Meatless Monday: Vegan Beet Pesto With Broiled Asparagus


Last week I received gorgeous local asparagus in my produce delivery, and it's been sitting in my refrigerator waiting for inspiration to strike. That inspiration came in the form of beets. Yes, beets! 

I made a vegan beet pesto and decided to serve it on top of simply broiled asparagus. This colorful and nutritious dish is perfect for a Meatless Monday lunch or dinner and is completely vegan! 

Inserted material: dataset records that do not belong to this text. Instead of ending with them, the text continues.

PR #12001, opened 2026-01-29
Fix UndoRedo beforeChange order

jsve:
### Context

When using the beforeChange hook in React wrapper to modify or nullify changes, the UndoRedo plugin may record the original values instead of the modified values. This happens because of hook execution order differences between vanilla Handsontable and the React wrapper.

The issue:

In vanilla Handsontable or when using `addHook`, hooks registered via config are typically processed in a predictable order. However, in the React wrapper, hooks passed as props are registered differently, which can cause the UndoRedo plugin's internal beforeChange hook to run after the user's hook has already modified the changes array.

This leads to incorrect undo behavior: undoing restores values that were never actually applied to the grid.

Example scenario:

```typescript
<HotTable
  beforeChange={(changes) => {
    if (changes[0][3] > 5) {
      changes[0][3] = 5;
    }
  }}
/>
```

When entering 10, the cell shows 5 (correctly capped), but UndoRedo records 10 as the new value. Undoing then incorrectly restores to 10 instead of the previous value.

Solution:

Pass the plugin's priority `PLUGIN_PRIORITY` as the orderIndex parameter when registering the UndoRedo plugin's beforeChange hook. This ensures the plugin's hook runs at the correct priority level relative to other hooks, capturing the final modified values.

```typescript
hot.addHook('beforeChange', callback, undoRedoPlugin.constructor.PLUGIN_PRIORITY);
```

Note: This issue does not typically manifest when using vanilla Handsontable or `addHook` directly, as the hook registration order is different in those cases.

Note2: Other plugins have seemingly random values on `orderIndex` when they are applied to the same lifecycle hooks (e.g. when `manualColumnResize` and `stretchColumns` use the `beforeColumnResize` with `orderIndex` 1 and 10 respectively. This PR uses `PLUGIN_PRIORITY` instead, which seemed easier to maintain.

### How has this been tested?

I tested the changes locally and added a test to the React wrapper that verifies:
1. When beforeChange modifies a value, UndoRedo records the modified value (not the original)
2. Undo correctly restores to the previous state based on the modified values

### Types of changes

### Related issue(s):

Unable to find any.

### Affected project(s):

- [x] `handsontable`
- [ ] `@handsontable/angular`
- [ ] `@handsontable/react`
- [ ] `@handsontable/vue`
- [ ] `@handsontable/vue3`

### Checklist:

### DIFF
--- a/.changelogs/12001.json
+++ b/.changelogs/12001.json
@@ -1,0 +1,8 @@
+{
+  "issuesOrigin": "private",
+  "title": "Fix UndoRedo beforeChange order",
+  "type": "fixed",
+  "issueOrPR": 12001,
+  "breaking": false,
+  "framework": "none"
+}
--- a/handsontable/src/plugins/undoRedo/actions/dataChange.js
+++ b/handsontable/src/plugins/undoRedo/actions/dataChange.js
@@ -73,7 +73,7 @@ export class DataChangeAction extends BaseAction {
       };
 
       undoRedoPlugin.done(wrappedAction, source);
-    });
+    }, undoRedoPlugin.constructor.PLUGIN_PRIORITY);
   }
 
   /**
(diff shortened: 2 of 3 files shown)


budnix (dismissed):

jsve:
changelog entry added.

budnix (approved):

Vegan Beet Pesto With Broiled Asparagus

Ingredients
1 roasted beet, peeled, quartered
1 garlic clove
1 cup packed arugula
1/2 cup toasted hazelnuts
2 tablespoons lemon juice
3 tablespoons olive oil
salt to taste

asparagus
olive oil
salt & pepper

arugula
chopped toasted hazelnuts
lemon wedges

Directions
1. For the beet pesto, place beet quarters, garlic clove, arugula and hazelnuts into a food processor. Pulse. Drizzle in lemon juice and olive oil while running the food processor. Puree until you get the consistency you desire. Season with salt.

2. For asparagus, preheat your broiler. Drizzle asparagus with olive oil and season with salt and pepper. Broil in a single layer for 5-10 minutes, depending on how thick your asparagus is, making sure to check on it often.

3. Serve asparagus on a bed of arugula topped with the beet pesto, chopped hazelnuts and a few lemon wedges.


I'm glad I took the above photograph with my phone because unfortunately all of my camera photos were awful.

This was such a bright (both in color and flavor) dish! I loved how crunchy asparagus got under the broiler: this may be my new favorite way of preparing this spring vegetable.

As a bonus, I have a fun idea for you. If you, like me, sometimes don't feel like using beet greens in your cooking but feel guilty tossing them, add them to a flower arrangement! In the photo below, I combined peonies with beet greens!